Homeros, Shakespeare veya Dostoyevski okumamış olabilirsiniz. Ama Yüzüklerin Efendisi’ni veya Batman’i izlemiş veya okumuşsunuzdur. Hiç baştan aşağı mutluluk ve hazla örülmüş bir destan gördünüz mü? Çocukluğunda yarasalardan korktuğu o ağır tecrübeyi yaşamasaydı Batman olabilir miydi Bruce Wayne? Geçtim destanları, edebiyat eserlerini romantik komedilerde bile baştan sona engelsiz, sorunsuz sadece eğlenceli bir aşk gördünüz mü?
Mutluluğu mu arıyoruz? Bulamıyor muyuz? Neyle arıyoruz? Onu aradığımız araçlar mutluluğa gitmemizin asıl engeli olabilir mi?

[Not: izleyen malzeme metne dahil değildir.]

PR #10350, opened 2026-02-18
chore: support cmd click on all clickable items

YounixM:
## Pull Request

---

Users expect Cmd+Click (Mac) / Ctrl+Click (Windows/Linux) on clickable items to open the target in a new browser tab - a universal web convention. Currently, SPA navigation via `safeNavigate` always replaces the current page, ignoring modifier keys. Several components (e.g. `DashboardsList`, `ListAlert`) had ad-hoc `event.metaKey || event.ctrlKey` checks with `window.open`, leading to duplicated logic and inconsistent coverage.

This PR centralizes modifier-key detection in `useSafeNavigate` by accepting an optional `event` parameter. When a click event is provided and Cmd/Ctrl is held, the hook automatically opens the target in a new tab instead of performing SPA navigation. A shared `utils/navigation.ts` module provides the low-level helpers (`isModifierKeyPressed`, `openInNewTab`, `navigateToPage`) for cases outside the hook.

50 files are updated to thread the mouse event from click handlers into `safeNavigate`, covering: homepage service tables, infra monitoring K8s lists (Pods, Nodes, Clusters, Deployments, etc.), hosts list, alert rules, dashboards list, metrics explorer, side nav, onboarding flows, messaging queues, breadcrumbs, and more. Two files (`DashboardsList`, `ListAlert`) that had duplicated manual Cmd/Ctrl detection were refactored to use the centralized approach.

N/A - behavioral change: hold Cmd/Ctrl while clicking any navigable row, link, or button to open in a new tab.

#### Issues closed by this PR

---

### Change Type
_Select all that apply_

- [x] Feature
- [ ] Bug fix
- [x] Refactor
- [ ] Infra / Tooling
- [x] Test-only

---

### Bug Context
N/A - this is a new feature / UX enhancement, not a bug fix.

---

- Tests added/updated:
  - `src/utils/__tests__/navigation.test.ts` - 15 tests covering `isModifierKeyPressed`, `openInNewTab`, and `navigateToPage` with various modifier key combinations, edge cases (both metaKey and ctrlKey), and fallback to SPA navigation.
  - `src/hooks/__tests__/useSafeNavigate.test.ts` - 9 tests verifying the mock contract accepts `event` and `newTab` options, and that the `shouldOpenNewTab` decision logic correctly combines explicit `newTab` with modifier-key detection.
- Manual verification: Cmd+Click on service rows, dashboard list items, alert rule links, K8s resource tables, side nav items, and breadcrumbs all open in a new tab. Normal clicks continue to use SPA navigation.
- Edge cases covered: Both `metaKey` (Mac) and `ctrlKey` (Windows/Linux), `newTab: true` without event, event without modifier keys, both `newTab` and modifier keys simultaneously.

---

- Blast radius: Frontend-only. Affects click behavior across ~50 components. No backend changes.
- Potential regressions:
  - A click handler that previously ignored the event parameter now passes it through - if any component has an `onClick` that provides a non-standard event shape, `isModifierKeyPressed` will safely return `false` (checking `metaKey`/`ctrlKey` on undefined returns falsy).
  - Factory functions in `MetricsApplication/Tabs/util.ts` changed return type from `VoidFunction` to `(e?: React.MouseEvent) => void` - callers passing these as `onClick` handlers are compatible since React's `onClick` provides the event as the first argument.
- Rollback plan: Revert the single commit. No data migration or API changes involved.

---

### Changelog

| Field | Value |
|------|-------|
| Change Type | Feature |
| Description | Cmd/Ctrl+Click on navigable items (table rows, links, buttons) now opens the target in a new browser tab instead of replacing the current page. |

---

### Checklist
- [x] Manually tested

---

## Notes for Reviewers

**Core changes (read first):**
- `src/utils/navigation.ts` - new shared helpers for modifier-key detection
- `src/hooks/useSafeNavigate.ts` - accepts `event` option, auto-detects Cmd/Ctrl
- `__mocks__/useSafeNavigate.ts` - mock updated to match new interface

**Pattern across all 50 files:**
1. Add `React` import (for `React.MouseEvent` type)
2. Thread mouse event from `onClick` handler into `safeNavigate(..., { event })`
3. For table `onRow` handlers: change callback signature to accept `(record, event)` and pass `event` through

**Refactored duplicated logic:**
- `DashboardsList.tsx` - removed manual `event.metaKey || event.ctrlKey` + `window.open` (6 lines to 1 line)
- `ListAlert.tsx` - replaced `openInNewTab: boolean` parameter with `{ event?, newTab? }` options object, removed manual `window.open` branch

**Intentionally not changed** - `safeNavigate` calls inside `useEffect`, `onSuccess` mutation callbacks, `setTimeout`, drag handlers, and pagination `onChange` handlers where no `MouseEvent` is available. These are programmatic navigations where Cmd+Click does not apply.

### DIFF
--- a/frontend/src/container/SideNav/SideNav.tsx
+++ b/frontend/src/container/SideNav/SideNav.tsx
@@ -62,8 +62,8 @@ import { AppState } from 'store/reducers';
 import AppReducer from 'types/reducer/app';
 import { USER_ROLES } from 'types/roles';
 import { checkVersionState } from 'utils/app';
-import { showErrorNotification } from 'utils/error';
 import { isModifierKeyPressed } from 'utils/app';
+import { showErrorNotification } from 'utils/error';
 import { openInNewTab } from 'utils/navigation';
 
 import { useCmdK } from '../../providers/cmdKProvider';


frontend/src/components/LogDetail/index.tsx
```diff
@@ -227,7 +227,9 @@ function LogDetailInner({
 				),
 			),
 		};
-		safeNavigate(`${ROUTES.LOGS_EXPLORER}?${createQueryParams(queryParams)}`);
+		safeNavigate(`${ROUTES.LOGS_EXPLORER}?${createQueryParams(queryParams)}`, {
+			event: e,
+		});
```
manika-signoz, line 240: safeNavigate has a newTab parameter in options, passing event might not be needed

YounixM: This helps to evaluate the event at one single place rather than validating at every consumption

frontend/src/utils/navigation.ts
```diff
@@ -0,0 +1,37 @@
+import React from 'react';
+
+/**
+ * Returns true if the user is holding Cmd (Mac) or Ctrl (Windows/Linux)
+ * during a click event — the universal "open in new tab" modifier.
+ */
+export const isModifierKeyPressed = (
+	event: MouseEvent | React.MouseEvent,
+): boolean => event.metaKey || event.ctrlKey;
```
H4ad: Should add support for middle click with e.button === 1

frontend/src/container/InfraMonitoringK8s/Clusters/K8sClustersList.tsx
```diff
@@ -450,7 +453,19 @@ function K8sClustersList({
...
+		record: K8sClustersRowData,
+		event: React.MouseEvent,
+	): void => {
+		if (event && isModifierKeyPressed(event)) {
+			const newParams = new URLSearchParams(searchParams);
+			newParams.set(
+				INFRA_MONITORING_K8S_PARAMS_KEYS.CLUSTER_NAME,
+				record.clusterUID,
+			);
+			openInNewTab(`${window.location.pathname}?${newParams.toString()}`);
```
H4ad: With a couple repetitions, maybe introducing another helper like `openInNewTabWith(window.location.pathname, searchParams, { INFRA...: record.clusterUId })`

Not blocking

frontend/src/hooks/useSafeNavigate.ts
```diff
@@ -1,11 +1,13 @@
...
+import React, { useCallback } from 'react';
 import { useLocation, useNavigate } from 'react-router-dom-v5-compat';
 import { cloneDeep, isEqual } from 'lodash-es';
+import { isModifierKeyPressed } from 'utils/navigation';
 
 interface NavigateOptions {
 	replace?: boolean;
 	state?: any;
 	newTab?: boolean;
+	event?: MouseEvent | React.MouseEvent;
```
AshwinBhatkal: I don't think we should be adding this event just for this. We already have an option for newTab. So we should populate that option with isModifierKeyPressed function when passing the newTab option.

YounixM: This helps to evaluate the event at one single place rather than validating at every consumption

AshwinBhatkal: The navigation function's job is to do navigation only. It does not need to care about which event got it here. This violates the Single Responsibility Priniciple. 

When navigating, that option should be passed to open in new tab for which the function already has a param. It is okay if we validate at every consumption because we already have a helper for it.

Ideal scenario would be to have a Link component (with some styles based on usage) with path filled in. That should solve it. Do we plan to get there at some point?

Regarding single place validation, if the goal was to ensure that people don't miss it, then it does not solve that as well as the developer still needs to pass in the event object manually. If they miss it, we go back to the previous state where command click does not work. If we did want to make something required, it would be better to make `openInNewTab` required. This makes it explicit and we avoid this issue overall in the future. It is better than passing in the entire event object which is not relevant to the navigation function.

2013 için mutluluk reçetesi(!) yazalım biz en iyisi:
“Hem çok çikolata hem çok zayıflama mı dediniz?!!! Hem aşk istediniz hem de kayıp duygusu hiç olmasın mı dediniz?!!! Hem özgür olmak hem de asıl sorumluluğun özgürlük olduğunu bilmek mi istemiyorsunuz? Hem hiç emek vermeyip hem de koşulsuz mutluluk mu istiyorsunuz? Sizi şöyle alalım. Çağın en verimli tüketicisisiniz. Size bayılıyoruz. Adınızın hiç önemi yok. Kredi kartı numaranız yeterli. Size mutluluk vaadediyoruz. Bir sürü seçeneğiniz var. Şu kişisel gelişim kitaplarından üç tane alınız. Şundan da üç tane alırsanız TV’ye çıkmak için çekilişe katılacaksınız. Günde 10 adet şundan yiyiniz. Eviniz için Feng Shui kursuna katıldıktan sonra yogashala’ya haftada üç gün gitmelisiniz. En az iki gününüzü de yaşam koçunuzla geçireceksiniz. Sporu ihmal etmeyin. Spordan sonra şarap kursuna gideceksiniz. Bazı kaygılarınız size rahatsız ediyor. Mutlu olmak için kaygıdan uzak durmalısınız. Bunun için hem bolca Brüksel Lahanası yemeli hem de terapiye gitmelisiniz. A, M, N, K, Y vitaminlerini ihmal etmeyiniz. Diyetisyeninizin bekleme odasında Mevlana’nın özlü sözlerini içeren o parlak kitabı da okumayı ihmal etmeyin. Organik gıdaların önemini artık biliyorsunuz. Özellkle sabah koşunuzdan once mutlaka ama mutlaka laktozsuz sütünüzü için. Moda tasarımcınızdan iletişim danışmanınıza mutlaka yürüyerek gidin. Yürürken ayağınızda mutlaka özel tabanlı spor ayakkabılarınız olsun. Terledikten sonra egzersiz sonrası antiaging kreminizi unutmayın….”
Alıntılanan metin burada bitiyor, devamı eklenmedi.